For the last month, he and two legal assistants from his office have been fundraising for costumes for children in Floyd County, Kentucky, where Hesterberg lives. It is in Eastern Kentucky and part of the Cumberland Plateau of the Appalachian Mountain range.

They plan to deliver about 300 Halloween outfits to students at 10 elementary, middle and high schools whose families wouldn’t otherwise be able to afford them.

That includes about 40 Spider-Man costumes, along with several Ghostfaces from the movie Scream, a Lorax and four or five Wednesday Addams costumes. Another popular costume is Glinda, or Galinda, from the movie Wicked, says Hesterberg, 35.

“Surprisingly, nobody wanted to dress up as a lawyer,” he says.

As Halloween approached this year, he talked over the logistics of a costume drive with his legal assistants, Rhealyn Moore and Megan Williams. He says they jumped on the idea. They asked school administrators to identify children in challenging financial situations and write down a list of the costumes they wanted, along with their sizes.
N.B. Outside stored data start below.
PR #433, opened 2022-05-30
:sparkles: Use dynamic kubeclient

jerr:
##### Description

To be able to audit any type of resource a [dynamic client](https://github.com/kubernetes/client-go/blob/cf13620092b8545132ef4be034458e8cc29af5d6/dynamic/interface.go#L17) is used instead of a [clientset](https://github.com/kubernetes/client-go/blob/cf13620092b8545132ef4be034458e8cc29af5d6/kubernetes/clientset.go#L19).

##### Type of change

- [ ] Bug fix :bug:
- [x] New feature :sparkles:

All tests related to auditing resources from a cluster still work.
This features is used by the "deprecated apis" auditor (#428) to check all resources of a cluster.

##### Checklist:


internal/k8sinternal/client.go
```diff
@@ -89,288 +104,108 @@ type ClientOptions struct {
...
+				continue
+			}
+			for _, apiresource := range list.APIResources {
+				if len(apiresource.Verbs) == 0 {
+					continue
+				}
+				gvr := schema.GroupVersionResource{Group: gv.Group, Version: gv.Version, Resource: apiresource.Name}
+
+				// Namespace has to be included as a resource to audit if it is specified.
+				if apiresource.Name == "namespaces" && options.Namespace != "" {
```
genevieveluyt, line 146: If I'm understanding correctly, we need to treat namespaces differently because it's a `Get` instead of a `List`? We need the namespace resources for the [netpol audit](https://github.com/Shopify/kubeaudit/blob/main/auditors/netpols/netpols.go#L43) so I think we always want to include the namespace resource. If `options.Namespace != ""` then we only want to include the namespace resource where the namespace name is equal to `options.Namespace`, but it looks like `kc.dynamicClient.Resource(gvr).Get(context.Background(), options.Namespace, metav1.GetOptions{})` takes care of that filtering?
```suggestion
				// Namespace has to be included as a resource to audit if it is specified.
				if apiresource.Name == "namespaces" {
```

internal/k8sinternal/runtime_test.go
```diff
@@ -80,25 +77,22 @@ func TestGetObjectMeta(t *testing.T) {
 	deployment := k8s.NewDeployment()
 	deployment.ObjectMeta = objectMeta
 	deployment.Spec.Template.ObjectMeta = podObjectMeta
-	assert.Equal(objectMeta, *k8s.GetObjectMeta(deployment))
-	assert.Equal(podObjectMeta, *k8s.GetPodObjectMeta(deployment))
+	assert.Equal(&objectMeta, k8s.GetObjectMeta(deployment))
```
genevieveluyt, line 80: Out of curiosity: this looks functionally equivalent, is there an advantage to doing it this way?

genevieveluyt (commented):
Amazing! This is what I always wanted and never knew existed! Is there documentation that you use for discovery and dyanmic client or just the godoc? I have googled so many times for "how to unmarshal kubernetes objects from yaml in go" and never found it!!

My main concern is that we need the namespace resources, the rest are nits.

internal/k8sinternal/client.go
jerr: If the `options.Namespace` is not specified we want to retrieve all namespaces that is why we need to use the [`List`](https://github.com/Shopify/kubeaudit/blob/6e25d12b976b3ac45d0d0ce31866b18a243d233b/internal/k8sinternal/client.go#L155) function instead of the [`Get`](https://github.com/Shopify/kubeaudit/blob/6e25d12b976b3ac45d0d0ce31866b18a243d233b/internal/k8sinternal/client.go#L147) one. 

With the `options.Namespace != ""` test we will use the `Get` will return the namespace according to the option otherwise the `List` will be used to return all namespaces. 

If we use only the `List` that will return an empty unstructuredList  if a namespace is specified:
https://github.com/Shopify/kubeaudit/blob/6e25d12b976b3ac45d0d0ce31866b18a243d233b/internal/k8sinternal/client.go#L155

genevieveluyt: Ohh ok that makes sense. Neat, thank you for the clarification!

genevieveluyt (approved):

internal/k8sinternal/runtime_test.go
genevieveluyt: Gotcha, missed the type switch and thought it was some go convention I didn't know about 😄

PR #440, opened 2022-06-09
🐛 Ignore groups not served  by the cluster

jerr:
##### Description

If a group is not available on a server the `discovery.ServerPreferredResources` function returns  the list of preferred resources but also an [`ErrGroupDiscoveryFailed`](https://github.com/kubernetes/client-go/blob/v0.24.1/discovery/discovery_client.go#L331) error with the groups not available. 

This error can be ignored  because the unavailable resource types  should not be audited.

#
This is an example of a cluster with the `external.metrics.k8s.io` group not available:
```
$ kubectl  get apiservice v1beta1.external.metrics.k8s.io 
NAME                              SERVICE                    AVAILABLE                      AGE
v1beta1.external.metrics.k8s.io   my-custom-metrics-server   False (FailedDiscoveryCheck)   22d
```
```
$ kubectl  get --raw /apis/external.metrics.k8s.io/v1beta1
Error from server (ServiceUnavailable): the server is currently unable to handle the request
```
If we have a cluster in this state no resources are audited because an error is returned by ` discovery.ServerPreferredResources`
https://github.com/Shopify/kubeaudit/blob/6a30cc08c46cee8922f451b0449923b7a3ec761b/internal/k8sinternal/client.go#L129-L130

#
##### Type of change

- [x] Bug fix :bug:

- [x] Automated tests still work
- [x] Manual tests: The `kubeaudit all` command was tested on a cluster with an unavailable  `external.metrics.k8s.io` group. Without this fix no reports are displayed,  with the fix the reports are provided as expected.
  
##### Checklist:

### DIFF
--- a/internal/k8sinternal/client.go
+++ b/internal/k8sinternal/client.go
@@ -212,7 +212,8 @@ func (kc kubeClient) GetKubernetesVersion() (*version.Info, error) {
 func (kc kubeClient) ServerPreferredResources() ([]*metav1.APIResourceList, error) {
 	list, err := discovery.ServerPreferredResources(kc.discoveryClient)
 	// If a group is not served by the cluster the resources of this group will not be audited.
-	if _, ok := err.(*discovery.ErrGroupDiscoveryFailed); ok {
+	var e *discovery.ErrGroupDiscoveryFailed
+	if errors.As(err, &e) {
 		return list, nil
 	}
 	return list, err
--- a/internal/k8sinternal/client.go
+++ b/internal/k8sinternal/client.go
@@ -106,7 +106,7 @@ type ClientOptions struct {
 
 type KubeClient interface {
 	// GetAllResources gets all supported resources from the cluster
-	GetAllResources(options ClientOptions) []k8s.Resource
+	GetAllResources(options ClientOptions) ([]k8s.Resource, error)
 	// GetKubernetesVersion returns the kubernetes client version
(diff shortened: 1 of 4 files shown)


internal/k8sinternal/client.go
```diff
@@ -207,5 +210,10 @@ func (kc kubeClient) GetKubernetesVersion() (*version.Info, error) {
 
 // ServerPreferredResources returns the supported resources with the version preferred by the server.
 func (kc kubeClient) ServerPreferredResources() ([]*metav1.APIResourceList, error) {
-	return discovery.ServerPreferredResources(kc.discoveryClient)
+	list, err := discovery.ServerPreferredResources(kc.discoveryClient)
+	// If a group is not served by the cluster the resources of this group will not be audited.
+	if _, ok := err.(*discovery.ErrGroupDiscoveryFailed); ok {
```
genevieveluyt, line 215: Can we use `errors.Is`?

genevieveluyt (approved):
Thanks! Just an optional nit

internal/k8sinternal/client.go
jerr: > Can we use `errors.Is`?

`errors.Is` needs an error instance right? We want to check its type here.

genevieveluyt: `errors.As` then? 😄

genevieveluyt (approved):

PR #469, opened 2022-08-18
refactors sarif test

dani-santos-code:
reference: https://github.com/Shopify/kubeaudit/pull/453/files#r938176410

this PR:

- exports the results field in the Report struct:

```go
type Report struct {
	Results []Result
}
```
- renames results function to GetResults:
```go
func (r *Report) GetResults() []Result
```


genevieveluyt (approved):
I added some commits to:

1. Add a `NewReport` function so we don't have to make any breaking changes
2. Make `workloadResult` exported so you can use it in your test

Lmk what you think. The tests themselves look great!

PR #486, opened 2022-10-05
adds metadata to sarif result

dani-santos-code:
This is to add the Metadata field/info to the sarif. We currently display this info on the CLI. but it was missing on the sarif. Here's an example of what it will look like on Github UI:

Screenshot 2023-01-23 at 5 45 14 PM

### DIFF
--- a/internal/sarif/sarif.go
+++ b/internal/sarif/sarif.go
@@ -45,7 +45,7 @@ func Create(kubeauditReport *kubeaudit.Report) (*sarif.Report, error) {
 
 		metadata, jsonErr := json.Marshal(formattedMap)
 
-		if err != nil {
+		if jsonErr != nil {
 			metadata = []byte(jsonErr.Error())
 		}
 
--- a/internal/sarif/sarif.go
+++ b/internal/sarif/sarif.go
@@ -40,18 +40,23 @@ func Create(kubeauditReport *kubeaudit.Report) (*sarif.Report, error) {
 		formattedMap := make(map[string]string)
 
 		for k, v := range result.Metadata {
-			formattedMap[k] = "`" + v + "`"
+			formattedMap[k] = v
 		}
 
 		metadata, jsonErr := json.Marshal(formattedMap)
-
 		if jsonErr != nil {
 			metadata = []byte(jsonErr.Error())
 		}
 
+		var metadataTxt string
+
+		if len(formattedMap) > 0 {
+			metadataTxt = fmt.Sprintf("Metadata: %s\n", string(metadata))
+		}
+
 		docsURL := "https://github.com/Shopify/kubeaudit/blob/main/docs/auditors/" + auditor + ".md"
 
-		helpText := fmt.Sprintf("Type: kubernetes\nAuditor Docs: To find out more about the issue and how to fix it, follow [this link](%s)\nDescription: %s\nMetadata: %s\n\n Note: These audit results are generated with `kubeaudit`, a command line tool and a Go package that checks for potential security concerns in kubernetes manifest specs. You can read more about it at https://github.com/Shopify/kubeaudit ", docsURL, allAuditors[auditor], string(metadata))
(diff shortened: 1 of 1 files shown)


internal/sarif/sarif.go
```diff
@@ -36,12 +37,24 @@ func Create(kubeauditReport *kubeaudit.Report) (*sarif.Report, error) {
 
 		auditor := strings.ToLower(result.Auditor)
 
+		formattedMap := make(map[string]string)
+
+		for k, v := range result.Metadata {
+			formattedMap[k] = "`" + v + "`"
```
thepwagner, line 43: Question: are you sure that `v` won't contain a backquote? That could break your formatting. Example:

`meow ` meow`


If you are formatting for GitHub markdown, I think double-backticks may work - ``meow ` meow``
If you are formatting for humans, maybe ``strings.Replace(v, "`", "'")`` to sanitize? Humans will probably still get the gist.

Then, the three set up an Amazon registry with specific costume requests and shared the information on social media. Hesterberg emphasizes that neither he nor his staff know the identities of the children for whom the costumes are being purchased.

The community response, Moore says, has been “incredible and beyond anything we ever expected.”

“Once we shared our idea and our Amazon registry, people really showed up,” she says. “It was clear this effort touched some hearts.”

“There will not be a child on that list who goes without a Halloween costume this year, I promise you that,” Hesterberg says. He says his firm will purchase anything on the registry that is not bought.

The costume drive was important to Williams because she’s seen “how hard it can be for every child to have a Halloween costume.”

“I grew up in similar circumstances, and I know how meaningful it can be to have your communities support you,” she says.

Angie Martin, the family resource coordinator for John M. Stumbo Elementary, says her school will be receiving 38 costumes from Hesterberg’s team. She feels “blessed to be able to be a part of the program.”

“I’m excited for my kiddos,” Martin says.

Hesterberg adds that he’ll probably dress as an FBI agent for at least one local Halloween event, while Williams, Moore and Hesterberg’s girlfriend will dress as burglars.

They plan to expand the costume drive to more children next Halloween.

“I thank God every day for planting me in Eastern Kentucky, and I wanted to pour blessings back into the community,” Hesterberg says.